Record excerpts:
━━━━━━━━━━━━━━━━━━━━

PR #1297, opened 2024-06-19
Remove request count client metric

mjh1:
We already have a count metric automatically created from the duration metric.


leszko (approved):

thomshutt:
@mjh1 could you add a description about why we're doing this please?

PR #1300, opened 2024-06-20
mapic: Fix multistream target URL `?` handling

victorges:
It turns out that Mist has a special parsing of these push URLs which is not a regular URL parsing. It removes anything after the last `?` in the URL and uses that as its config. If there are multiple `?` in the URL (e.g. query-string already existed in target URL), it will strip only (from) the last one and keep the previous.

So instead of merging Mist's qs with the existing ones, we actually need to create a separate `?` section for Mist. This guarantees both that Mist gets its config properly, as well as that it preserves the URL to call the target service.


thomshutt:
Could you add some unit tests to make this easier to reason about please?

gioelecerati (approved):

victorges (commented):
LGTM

━━━━━━━━━━━━━━━━━━━━

Give a verbatim copy of the material above.

PR #1297, opened 2024-06-19
Remove request count client metric

mjh1:
We already have a count metric automatically created from the duration metric.


leszko (approved):

thomshutt:
@mjh1 could you add a description about why we're doing this please?

PR #1300, opened 2024-06-20
mapic: Fix multistream target URL `?` handling

victorges:
It turns out that Mist has a special parsing of these push URLs which is not a regular URL parsing. It removes anything after the last `?` in the URL and uses that as its config. If there are multiple `?` in the URL (e.g. query-string already existed in target URL), it will strip only (from) the last one and keep the previous.

So instead of merging Mist's qs with the existing ones, we actually need to create a separate `?` section for Mist. This guarantees both that Mist gets its config properly, as well as that it preserves the URL to call the target service.


thomshutt:
Could you add some unit tests to make this easier to reason about please?

gioelecerati (approved):

victorges (commented):
LGTM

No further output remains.